Exercise material
PR #5999, opened 2021-07-19
Remove proxy api

mh-alahdadian:
use basic getter api of js instead


bluebill1049:
This looks great! Thanks.

PR #6013, opened 2021-07-19
fix(useFieldArray): key.startsWith is not a function

### LINKED ISSUE #6012: Error on focus after nested object being removed and field array element being added
**Describe the bug**
This bug is super hard to spot and hard to reproduce (at least for me) ... so I'll try my best describing it:

In some weird edge cases, [this function call](https://github.com/jsbrain/react-hook-form/blob/ea5eceefd32ca322793376b00d04d53a97ddab9a/src/useFieldArray.ts#L417) causes the crash. After removing some nested object and then trying to add another element to a field array, my app crashes with:

```
e.startsWith is not a function
```

I spend basically the whole day trying to figure out what's going on, tried multiple different versions of my code but somehow I always get the same result. After digging deeper and logging the iterations of [focusFieldBy](https://github.com/jsbrain/react-hook-form/blob/ea5eceefd32ca322793376b00d04d53a97ddab9a/src/logic/focusFieldBy.ts#L7) it seems that in my case in one iteration `field` looks like `{ ..., _f: {} }` with `_f` being an empty object. This leads to the callback being called with `_f.name` which is undefined, leading to the error that `.startsWith` cannot be called on undefined (obviously).

I tried to reproduce it consistently in a Codesandbox but I just can't get it to (not) work. On my local machine it crashed every time, in the sandbox it only crashed very rarely but it does from time to time.

Not sure if the error is actually in my code because I'm doing some recursive nested stuff there but everything else works just fine, the submitted values are all good and so on. Just this focus error happens in some cases and I guess it's pretty safe to introduce an additional undefined check there.

While you probably won't be able to reproduce the error with my sandbox, [here it is](https://codesandbox.io/s/stoic-ishizaka-bcyf9?file=/src/Form.tsx) anyway, so you could at least get a glimpse of what I'm trying to achieve :)

The error (normally) happens after I
1. add a Notification
2. add a User to the Notification
3. add another Notification inside
4. add another User
5. remove the User
6. Add another Notification to the 1. level notifications array
7. -> Crash

jsbrain:
Fix #6012

### DIFF
--- a/src/useFieldArray.ts
+++ b/src/useFieldArray.ts
@@ -414,7 +414,7 @@ export const useFieldArray = <
 
     focusNameRef.current &&
       focusFieldBy(fieldsRef.current, (key: string) =>
-        key.startsWith(focusNameRef.current),
+        key?.startsWith(focusNameRef.current),
       );
 
     focusNameRef.current = '';
--- a/src/useFieldArray.ts
+++ b/src/useFieldArray.ts
@@ -413,8 +413,9 @@ export const useFieldArray = <
     });
 
     focusNameRef.current &&
-      focusFieldBy(fieldsRef.current, (key: string) =>
-        !!key && key.startsWith(focusNameRef.current),
+      focusFieldBy(
+        fieldsRef.current,
+        (key: string) => !!key && key.startsWith(focusNameRef.current),
       );
 
     focusNameRef.current = '';
--- a/src/useFieldArray.ts
+++ b/src/useFieldArray.ts
@@ -414,7 +414,7 @@ export const useFieldArray = <
 
     focusNameRef.current &&
       focusFieldBy(fieldsRef.current, (key: string) =>
-        key?.startsWith(focusNameRef.current),
+        key && key.startsWith(focusNameRef.current),
       );
 
     focusNameRef.current = '';
--- a/src/useFieldArray.ts
+++ b/src/useFieldArray.ts
@@ -414,7 +414,7 @@ export const useFieldArray = <
 
     focusNameRef.current &&
       focusFieldBy(fieldsRef.current, (key: string) =>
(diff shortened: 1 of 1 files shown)


src/useFieldArray.ts
```diff
@@ -414,7 +414,7 @@ export const useFieldArray = <
 
     focusNameRef.current &&
       focusFieldBy(fieldsRef.current, (key: string) =>
-        key.startsWith(focusNameRef.current),
+        key?.startsWith(focusNameRef.current),
```
bluebill1049, line 417:
```suggestion
        key && key.startsWith(focusNameRef.current),
```

bluebill1049: save bytes for the transpired code.

src/useFieldArray.ts
```diff
@@ -414,7 +414,7 @@ export const useFieldArray = <
 
     focusNameRef.current &&
       focusFieldBy(fieldsRef.current, (key: string) =>
-        key.startsWith(focusNameRef.current),
+        key && key.startsWith(focusNameRef.current),
```
bluebill1049, line 417:
```suggestion
        !!key && key.startsWith(focusNameRef.current),
```

markcnunes:
I had the same error, but the issue is now closed [here](https://github.com/react-hook-form/react-hook-form/issues/6012). I hope you don’t mind me sharing what worked for me, in case someone else has the same problem.

Here are the steps that caused the issue:
1. Add multiple itinerary items.
2. Delete one of the recently added items.
3. Save.
4. Add a new itinerary item.
5. The app crashes with the error (e.startsWith is not a function).

For context, the useForm was used in a higher component, and useFieldArray was in a child component using useFormContext.

I fixed the issue by replacing `defaultValues` in useForm with `values`.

What the exercise asks
Among the records above, which lines hold the word "sandbox"? Copy each one.

Exercise answer
I tried to reproduce it consistently in a Codesandbox but I just can't get it to (not) work. On my local machine it crashed every time, in the sandbox it only crashed very rarely but it does from time to time.
While you probably won't be able to reproduce the error with my sandbox, [here it is](https://codesandbox.io/s/stoic-ishizaka-bcyf9?file=/src/Form.tsx) anyway, so you could at least get a glimpse of what I'm trying to achieve :)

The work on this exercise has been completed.